To transfer files between UCloud and your local machine, you must first configure your SSH keys. If you haven’t done so already, follow the instructions in the SSH keys section.

Next, open an application on UCloud (e.g., Terminal) which will display the login command and the SSH port for client connections in the job progress view. Note that the SSH port is randomly generated and will be different each time.

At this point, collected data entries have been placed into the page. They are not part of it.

PR #1956, opened 2022-07-27
flow: Expose metrics on flow controller

### LINKED ISSUE #1939: Flow: expose metrics on Flow controller
The Flow controller should expose metrics about itself. There's a few metrics I'm mainly interested in to start with:

* Number of running components by health (i.e., how many components are unhealthy)  
* Histogram of component evaluations (i.e., how many times do we re-evaluate components and how long do they take?)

# Run these commands on a terminal in your local machine
# Files from UCloud to local
rsync -avP -e "ssh -i ~/.ssh/id_rsa -p <port>" ucloud@ssh.cloud.sdu.dk:/work/<path_to_data> ./<path_local_data>

# Files from local to UCloud
rsync -avP -e "ssh -i ~/.ssh/id_rsa -p <port>" ./<path_local_data> ucloud@ssh.cloud.sdu.dk:/work/<path_to_data>
  • ~/.ssh/id_rsa: path to your SSH private key on the remote host (locally)
  • <port>: SSH number, which you will find on UCloud
  • ucloud@ssh.cloud.sdu.dk: default user on the remote server must be ucloud.
  • /work/<path_to_data>/: data must be synchronized to a folder within the default working directory work

To transfer files between two servers, we recommend performing the transfer from a terminal on UCloud. Below is an example of the command for GenomeDK. Please note that this command will prompt you to enter your password, and you may also be asked to complete a two-factor authentication (2FA) process, if enabled.

# From genomeDK to Ucloud
rsync -avP <username>@login.genome.au.dk:/home/<username>/data /work/<path_to_data>
  • /work/<path_to_data>/: data must be synchronized to a folder within the default working directory work
  • Reverse the order of the command if you need to transfer from UCloud to the GenomeDK server.